_The problem:_
Only one stretch of the data below should be repeated: the lines from the line containing "PR #3821, opened 2015-06-11" through the line containing "The template is", inclusive, exactly as they are.

(Dataset entries)
_ _ _
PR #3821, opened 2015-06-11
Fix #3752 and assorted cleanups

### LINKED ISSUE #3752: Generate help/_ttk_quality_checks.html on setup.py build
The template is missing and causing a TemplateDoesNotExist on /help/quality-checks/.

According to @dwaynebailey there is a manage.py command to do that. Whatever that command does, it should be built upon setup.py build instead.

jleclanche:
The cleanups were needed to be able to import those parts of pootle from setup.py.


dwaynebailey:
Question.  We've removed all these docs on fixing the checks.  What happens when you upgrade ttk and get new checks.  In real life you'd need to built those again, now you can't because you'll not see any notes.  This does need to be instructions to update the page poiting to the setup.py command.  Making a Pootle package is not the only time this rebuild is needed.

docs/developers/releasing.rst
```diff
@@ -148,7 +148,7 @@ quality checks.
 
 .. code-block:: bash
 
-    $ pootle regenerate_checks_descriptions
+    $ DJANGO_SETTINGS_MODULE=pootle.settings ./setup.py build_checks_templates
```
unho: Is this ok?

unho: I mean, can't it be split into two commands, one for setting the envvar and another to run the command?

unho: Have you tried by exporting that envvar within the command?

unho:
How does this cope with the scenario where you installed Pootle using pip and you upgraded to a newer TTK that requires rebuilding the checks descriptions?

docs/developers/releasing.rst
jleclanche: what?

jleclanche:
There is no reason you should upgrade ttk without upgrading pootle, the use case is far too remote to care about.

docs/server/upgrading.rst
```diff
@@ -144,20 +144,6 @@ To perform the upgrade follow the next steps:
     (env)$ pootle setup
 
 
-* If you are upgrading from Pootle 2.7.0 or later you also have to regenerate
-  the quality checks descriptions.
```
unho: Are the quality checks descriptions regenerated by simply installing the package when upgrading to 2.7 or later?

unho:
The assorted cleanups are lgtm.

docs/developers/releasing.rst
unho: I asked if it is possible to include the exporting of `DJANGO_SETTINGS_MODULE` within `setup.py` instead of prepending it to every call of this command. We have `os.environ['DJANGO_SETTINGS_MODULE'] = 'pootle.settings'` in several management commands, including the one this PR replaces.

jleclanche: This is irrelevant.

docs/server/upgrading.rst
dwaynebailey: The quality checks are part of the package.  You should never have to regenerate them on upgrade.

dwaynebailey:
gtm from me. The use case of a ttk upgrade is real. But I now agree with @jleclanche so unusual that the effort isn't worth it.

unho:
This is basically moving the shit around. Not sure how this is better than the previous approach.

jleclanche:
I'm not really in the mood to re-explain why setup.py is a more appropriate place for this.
_ _ _
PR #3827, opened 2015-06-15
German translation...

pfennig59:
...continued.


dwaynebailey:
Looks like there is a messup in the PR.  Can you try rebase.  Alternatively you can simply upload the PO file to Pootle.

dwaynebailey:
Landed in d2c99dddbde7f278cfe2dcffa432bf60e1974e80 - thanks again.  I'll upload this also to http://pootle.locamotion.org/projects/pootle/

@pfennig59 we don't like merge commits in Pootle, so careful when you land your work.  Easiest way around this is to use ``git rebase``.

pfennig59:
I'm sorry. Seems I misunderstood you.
_ _ _
_Written solution:_
PR #3821, opened 2015-06-11
Fix #3752 and assorted cleanups

### LINKED ISSUE #3752: Generate help/_ttk_quality_checks.html on setup.py build
The template is missing and causing a TemplateDoesNotExist on /help/quality-checks/.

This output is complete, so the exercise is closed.